*** Material shown Section Begins ***

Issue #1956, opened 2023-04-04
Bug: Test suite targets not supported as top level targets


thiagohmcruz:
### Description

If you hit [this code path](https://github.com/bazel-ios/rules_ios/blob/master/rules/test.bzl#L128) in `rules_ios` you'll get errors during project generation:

*** Material shown Section Ends ***
*** Material shown Section Begins ***

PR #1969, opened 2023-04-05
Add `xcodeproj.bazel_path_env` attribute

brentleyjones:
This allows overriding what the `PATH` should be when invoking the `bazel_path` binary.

*** Material shown Section Ends ***

Activity:
From the records above, print only the lines between the one holding "Issue #1956, opened 2023-04-04" and the one holding "If you hit [this", inclusive, exactly as they stand.

Solution:
Issue #1956, opened 2023-04-04
Bug: Test suite targets not supported as top level targets


thiagohmcruz:
### Description

If you hit [this code path](https://github.com/bazel-ios/rules_ios/blob/master/rules/test.bzl#L128) in `rules_ios` you'll get errors during project generation:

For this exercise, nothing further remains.